Resources on Cerebral Palsy (CP) are primarily focused on children. There is a good reason for this, as most children are diagnosed by the age of three, have growing bodies, and need to be accommodated accordingly depending on the severity of their CP; however, once you turn twenty-five, there is an odd drop-off. There is no continuum of care for adults with Cerebral Palsy, and although care for adults is expanding, it is still very difficult for adults with CP to acquire good care. As adults we deal with issues like Degenerative Disc Disease, and Premature Aging, to just name a few. This is primarily because the biomechanics of our body are somewhat atypical to the average, able-bodied person.

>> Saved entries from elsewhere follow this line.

PR #3649, opened 2022-01-12
`EnsureChannelFirst`: avoid re-creation of `AddChannel`

rijobro:
### Description
Each time `EnsureChannelFirst.__call__` is called, `AddChannel` or `AsChannelFirst` is created and then immediately destroyed. Better to create both during the `__init__` and then reuse.

### Status
**Ready**

### Types of changes

### DIFF
--- a/monai/inferers/inferer.py
+++ b/monai/inferers/inferer.py
@@ -30,7 +30,8 @@ class Inferer(ABC):
     Example code::
 
         device = torch.device("cuda:0")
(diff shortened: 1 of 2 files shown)


wyli (approved):
Thanks, it looks good to me.

rijobro:
Sorry, realise that since the channel dimension is determined during `__call__`, the AsChannelFirst object can't be created during the `__init__`. The `AddChannel` can, though.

For example, I have a leg-length discrepancy in my left leg. This was only found within the past three years, and I will be turning 30 in 2018. The solution for this is a lift on my leg brace (it essentially looks like my brace has a heel) and stretching, accordingly. While this is all good and fine, when I asked my doctor who diagnosed me what I could do about my Degenerative Disc Disease, she somewhat tongue-in cheek suggested that I not get old.
Therein, of course, lies the issue. Because of how our bodies move, lack of range of motion, and muscle tightness (with Spastic CP) we are essentially set up for our bodies to start taking a dive on us long before we are prepared for it. The biggest thing that I could suggest is to never be afraid to advocate for yourself. You know your body better than anyone else. I saw a myriad of different specialists before I was diagnosed with a tight IT band and a knee contracture. I had surgery to release the muscle, and my surgeon said that when she attempted to lengthen it, it audibly snapped. Before I got the opportunity to have surgery, I endured several injections in my left hip, and left sacroiliac joint. Only one out of three of those injections (One in my hip) made a difference, and it only lasted me a few days, when it should’ve lasted several months.
Even though I eventually found (what I still only feel is a single part) of the entire set of pain issues I am facing, it shouldn’t have taken me three years to get a proper diagnosis. We need to advocate for ourselves and encourage our communities to invest in continuum of care, not only to better our quality of life, but to remind physicians that those of us with Cerebral Palsy are living longer lives, and we deserve far better.